I really grew to like Kieren and Amy, who have a pretty adorable friendship. The terrible prejudices and actions of the citizens of Roarton were really difficult to watch. Excruciating, in some cases, because of how easy it is to relate the way the PDS are treated to the way gay people are still treated, and the fact that some of them are attacked. Sometimes by family. In 2014, for fuck’s sake.

The second series is longer (6 episodes, rather than 3), and uses a different sort of allegory.  A new political group, Victus, has been winning seats at Parliament by campaigning with aggressive anti-PDS policies. They (like most far right parties) are channeling people’s fears to enact policies that restrict and control the PDS population. In Roarton, a new MP from Victus shows up, Maxine Martin.

in_the_flesh_wunmiSoon, she has put a system in place to invalidate the passports of all PDS persons. Kieren discovers this when he tries to leave town, to head to Paris and to live a life where he is not completely surrounded by people who hate him and his kind. In order to ‘earn’ his passport back, he has to work to ‘give back’. All the PDS people have to do a certain amount of community service in order to make up for some of the damage they wrought. But as time goes on, it becomes clearer that this is not a system that they can really get out of. The ‘community service’ is mandatory, and they shift the guidelines at a whim. You can draw obvious parallels to concentration camps and internment camps and no-fly lists and ‘random’ inspections of people of color, or anyone with Muhammad in their name. Also to immigrant populations, vilified and contained, mistrusted by the generally douchy public.

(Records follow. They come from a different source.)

PR #874, opened 2021-01-24
Fix map display of Shapefiles.

dracos:
Trying to plot a shapefile only gave an `AttributeError: 'NoneType' object has no attribute 'keyCols'`. Sorry if I've misunderstood something (this code looks to have been this way for some time), but self.source did not appear to exist in the ShapeMap class. My commit passes in keyCols through the plot command, so it is available to use, and this appears to work fine, here is e.g. Northern Ireland health boards from a Shapefile after the change in this PR:

### DIFF
--- a/visidata/loaders/shp.py
+++ b/visidata/loaders/shp.py
@@ -52,7 +52,7 @@ class ShapeMap(InvertedCanvas):
 
         for row in Progress(self.sourceRows):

The overarching story of the season is the fabled ‘second rising’. There are a few schools of thought on how it may come about, and whether it should come about.  The Undead Liberation Army and its creepy prophet is trying to bring about the second rising. Enter ULA member, Simon. He’s Irish, and he’s all in for the ULA movement. Amy has a crush on him, but in typical Amy fashion, he turns out to be more attracted to Kieren. Que sera, sera.

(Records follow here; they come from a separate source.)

PR #876, opened 2021-01-24
Add GeoJSON support

dracos:
This PR hopefully adds GeoJSON support, in much the same way as Shapefiles.

I had to add another save-sheet command to the canvas so that you could save from it, that didn't appear to work on Shapefiles previously.

https://github.com/martinjc/UK-GeoJSON/blob/master/json/administrative/wal/lad.json opened with `vd -f geojson lad.json` and selecting the English name column as a key column gives:
image

And pressing `g.` with the English name column highlighted gives:
image

Hope that's useful.


dev/formats.jsonl
```diff
@@ -18,7 +18,7 @@
...
 {"filetype": "dta", "aliases": "", "requirements": "pandas", "format": "Stata", "VisiData loader": "yes", "VisiData saver": "", "version_added": "1.2", "created": "1985", "creator": "StataCorp", "description": "", "open format": "no", "nestable": "", "plottable": "", "format_url": "https://www.loc.gov/preservation/digital/formats/fdd/fdd000471.shtml"}
-{"filetype": "geojson", "filetype_url": "#shp", "aliases": "", "requirements": "", "format": "Geographic JSON", "VisiData loader": " ", "VisiData saver": "from shp", "version_added": "1.2", "created": "2008", "creator": "", "description": "derivative of JSON", "open format": "yes", "nestable": "", "plottable": "plottable", "format_url": "http://geojson.org/"}
+{"filetype": "geojson", "filetype_url": "#shp", "aliases": "", "requirements": "", "format": "Geographic JSON", "VisiData loader": "yes", "VisiData saver": "", "version_added": "1.2", "created": "2008", "creator": "", "description": "derivative of JSON", "open format": "yes", "nestable": "", "plottable": "plottable", "format_url": "http://geojson.org/"}
```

Simon helps Kieren start to accept who he is–going out without the ‘mousse’ and the contact lenses, looking like the undead person he is. His family hates this, and sees it as such a radical move that he may need to be sent back to a treatment facility to be re-brainwashed.

The second rising can only happen with the help of the first risen. The actual first person that came up from the ground.  Simon thinks this is Kieren. But it’s not.

Amy, once she gets over the fact that Simon isn’t straight, turns her attention back to Philip. She’s going through some stuff–she has tremors sometimes, and occasionally forgets that she’s dead and tries to eat something. Things are changing for her and she’s not sure if that means she’ll turn back into a ‘rabid’ or what. Scary stuff.  The good news is that as soon as she reaches out to Philip, he immediately stops being incredibly creepy and pathetic, and starts to be a little bit adorable.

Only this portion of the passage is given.